In the days since Seven Oaks General Hospital sent an elderly, confused heart patient home, Elvira Umbach nearly started a fire when a kettle burned dry and later called the police over a security guard her son hired to ensure her safety.
"My worst fear is she is going to have another heart attack and there will be no one there for her," Umbach's distraught daughter, Esther Kafka, said Tuesday from her home in Windsor, Ont.
Kafka said the 78-year-old can't function alone. Monday, her mother described the city's weather as a warm 70 F over the phone.
The daughter can't understand why the hospital sent her elderly mother home in a confused state.
"I don't get it. I really don't get it.

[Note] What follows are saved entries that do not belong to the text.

PR #431, opened 2022-11-08
Add processor pools as resource pools to inventory collection

alizapeikes:
Depends on:
- https://github.com/IBM-Cloud/ibm-cloud-sdk-ruby/pull/70
- https://github.com/ManageIQ/manageiq/pull/22228

PR #435, opened 2022-11-14
Add shared processor pool field to PowerVS vm provision form

alizapeikes:
Depends on:
 - #431 
 - https://github.com/ManageIQ/manageiq-ui-classic/pull/8522


agrare (approved):
Looks good, will merge when https://github.com/ManageIQ/manageiq-providers-ibm_cloud/pull/431 is merged

PR #436, opened 2022-11-14
Refactor PowerVS refresher VCR recording tasks

jaywcarman:
Refactoring the PowerVS rake task for recording the refresher spec VCR.

I attempted to use the existing Terraform based automation but ran into several issues. I believe we used Terraform to provision resources in order to end up with a '*.tfstate' inventory that could be read by the spec (to eliminate ever having to update spec assertions by hand). This is a cool idea, but in retrospec I don't think it's worth adding the overhead of maintaining Terraform code (that is completely unused anywhere else in this plugin).

This PR will remove all of the Terraform and replace it with the `ibm_cloud_power` SDK called directly in the rake tasks, prioritizing consistency with the rest of this plugin.


jaywcarman:
I'd like to ignoring the remaining miq-bot offenses.

The `puts` in the rake task are very useful when tasks take a while to complete.

The Layout/HashAlignment offenses are all for nested hashes. I think it's more readable as-is.

agrare:
@jaywcarman looks like you brought in two commits from master into this branch rather than rebasing this onto master

Also no issue with ignoring those rubocops

PR #438, opened 2022-11-20
Improve cos validation error messages

jaywcarman:


app/models/manageiq/providers/ibm_cloud/object_storage/storage_manager.rb
```diff
@@ -182,9 +191,10 @@ def self.verify_iam(crn, api_key)
 
     begin
       resource_controller_api.get_resource_instance(:id => crn).result
-    rescue IbmCloudResourceController::ApiException => err
-      _log.error("GUID resource lookup failed: #{err.code} #{err.error}")
-      raise MiqException::MiqInvalidCredentialsError, err.error
+    rescue Exception => err
+      error_message = "CRN resource lookup failed: #{err.code} #{err.error}"
```
agrare, line 195: If we are going to rescue the more general `Exception` class then we can't count on having `:code` or `:error`
When this happens what exception is raised?

Fryguy:
If these error messages will bubble up to the user they should probably be i18n'd

app/models/manageiq/providers/ibm_cloud/object_storage/storage_manager.rb
Fryguy: Oh yeah, this is kinda dangerous - is there something more specific we can capture?

jaywcarman: Should have used `IBMCloudSdkCore::ApiException` (force pushed a fix)

agrare (approved):

PR #443, opened 2023-01-31
Processor pools support for PowerVS

miyamotoh:
Aggregated PR with 6 commits from 3 developers, adding support for "shared processor pools" in PowerVS. 
- inventory code written by @alizapeikes 
- VCR cassette updated by @jaywcarman to support the new resources
- processor pool specific code added to specs by @miyamotoh, along with another VCR cassette refresh

This supersedes #431 which has been gating;
- https://github.com/ManageIQ/manageiq-providers-ibm_cloud/pull/435
- https://github.com/ManageIQ/manageiq-ui-classic/pull/8522

### DIFF
--- a/spec/models/manageiq/providers/ibm_cloud/power_virtual_servers/cloud_manager/refresher_spec.rb
+++ b/spec/models/manageiq/providers/ibm_cloud/power_virtual_servers/cloud_manager/refresher_spec.rb
@@ -95,7 +95,7 @@ describe ManageIQ::Providers::IbmCloud::PowerVirtualServers::CloudManager::Refre
 
     def assert_cloud_manager
       expect(ems).to have_attributes(
-        :provider_region => "mon01"
+        :provider_region => "us-east01"
       )
     end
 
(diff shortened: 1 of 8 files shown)


spec/models/manageiq/providers/ibm_cloud/power_virtual_servers/cloud_manager/refresher_spec.rb
```diff
@@ -158,6 +158,10 @@ def assert_specific_vm
       )
 
       expect(vm.snapshots.first.total_size).to be > 0
+
+      instance_name = "test-instance-rhel-s922-shared-tier3"
```
agrare, line 162: Could we put `test-instance-ibmi-s922-capped-tier1` in a resource_pool so that we don't have to check a second vm?

miyamotoh: I tried once, but if `placement_group` and `spp_placement_group` contradict each other, trying to put the VM on this or that host, then it'd fail, and it did fail on me trying to provision a VM with both specified. I figured that'd be just asking for a trouble at a later time, kinda relying on a luck.

agrare (approved):

PR #446, opened 2023-03-08
convert console_supported? to supports

kbrock:
part of https://github.com/ManageIQ/manageiq/pull/21990

I also got distracted and removed the `unsupported_reason_add` method. we can remove this second commit if we feel it is too much.


kbrock:
udpate:
- fixed extra paren in code (ugh)

kbrock:
- fixed paren
- fixed cop unless/else
(2 different pushes)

It's almost like they're choosing to ignore it because they wanted to discharge my mother, because they needed the bed," Kafka said.
Four days before her mother was sent home Feb. 12, Kafka recounted a call from the hospital that her mother should go home because Seven Oaks needed her bed.

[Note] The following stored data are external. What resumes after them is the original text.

PR #456, opened 2023-05-23
VPC: Fix child NetworkManager and StorageManager refresh

jaywcarman:
- Add missing nested classes
- Add network and storage manager persister methods
- Add cloud_database_flavors as a _cloud_ collection
- Subclass Refresher for network and storage manager
- Delegate 'provider_region' to cloud manager

### DIFF
--- a/app/models/manageiq/providers/ibm_cloud/inventory/persister/vpc.rb
+++ b/app/models/manageiq/providers/ibm_cloud/inventory/persister/vpc.rb
@@ -56,7 +56,7 @@ class ManageIQ::Providers::IbmCloud::Inventory::Persister::VPC < ManageIQ::Provi
   end
 
   def add_cloud_database_flavors(extra_properties = {})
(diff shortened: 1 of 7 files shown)


agrare:
@jaywcarman I think the difference is in how you're running the refresh.  You're passing the target directly to `EmsRefresh.refresh()` where we are delegating the `#refresh` and `#refresh_queue` methods.  If you called `ManageIQ::Providers::IbmCloud::VPC::NetworkManager.first.refresh` I bet it would work.

jaywcarman:
> If you called `ManageIQ::Providers::IbmCloud::VPC::NetworkManager.first.refresh` I bet it would work.

Yes, that works, and I notice that it returns a `{ManageIQ::Providers::IbmCloud::VPC::CloudManager::Refresher=>[#<ManageIQ::Providers::IbmCloud::VPC::CloudManager:0x00000000165c9098>]`, whereas the `EmsRefresh.refresh` will use the `NetworkManager::Refresher` and return a `NetworkManager` object.

PR #457, opened 2023-05-25
Rename placement_type to the standard instance_type

agrare:
There is core code which depends on having an `:instance_type` option
for Cloud-type provision requests.

This should be merged with the schema change: https://github.com/ManageIQ/manageiq-schema/pull/692


jrafanie:
LGTM.  What do you think about a data migration?  I think this is only found in miq_requests table but I can't be sure.

jrafanie (approved):
LGTM

jrafanie:
One last question.  Is this covered by tests?

jrafanie:
> One last question. Is this covered by tests?

Offline discussion.  It's not covered by tests but not an insignificant amount of effort to add.  We'll consider doing this after merging this PR if we find a easier way to test it.

jrafanie (approved):

agrare:
This introduced an issue where the System Profile dropdown is no longer rendered by the UI, resolved by https://github.com/ManageIQ/manageiq-providers-ibm_cloud/pull/461

PR #460, opened 2023-06-12
Retirement settings upon VM provision in PowerVS

miyamotoh:
Adding "Schedule" tab to Provision VM dialog for PowerVS so retirement settings can be specified. Tested with a PowerVS provider, and verified the VM provisioned with the specified retirement date already set.


jaywcarman (approved):
LGTM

Desperate for better care for her mother, Kafka filed a formal complaint with Seven Oaks by registered mail Tuesday.
It's a three-page letter that chronicles her mother's and her father's recent stays at Seven Oaks.
The complaint comes on the heels of a judicial inquest called last week into the death of Heather Brenan.
That inquest will examine the strain the "silver tsunami" of aging Manitobans puts on health care.
The couple's MLA, NDP cabinet minister Gord Mackintosh, acknowledged he's aware of the Umbach case -- Kafka copied him on the complaint.
"I read the letter today and find the account very troubling. I've referred this to the Health Minister and I'm heartened that her office immediately began following up with the family," Mackintosh said in a statement.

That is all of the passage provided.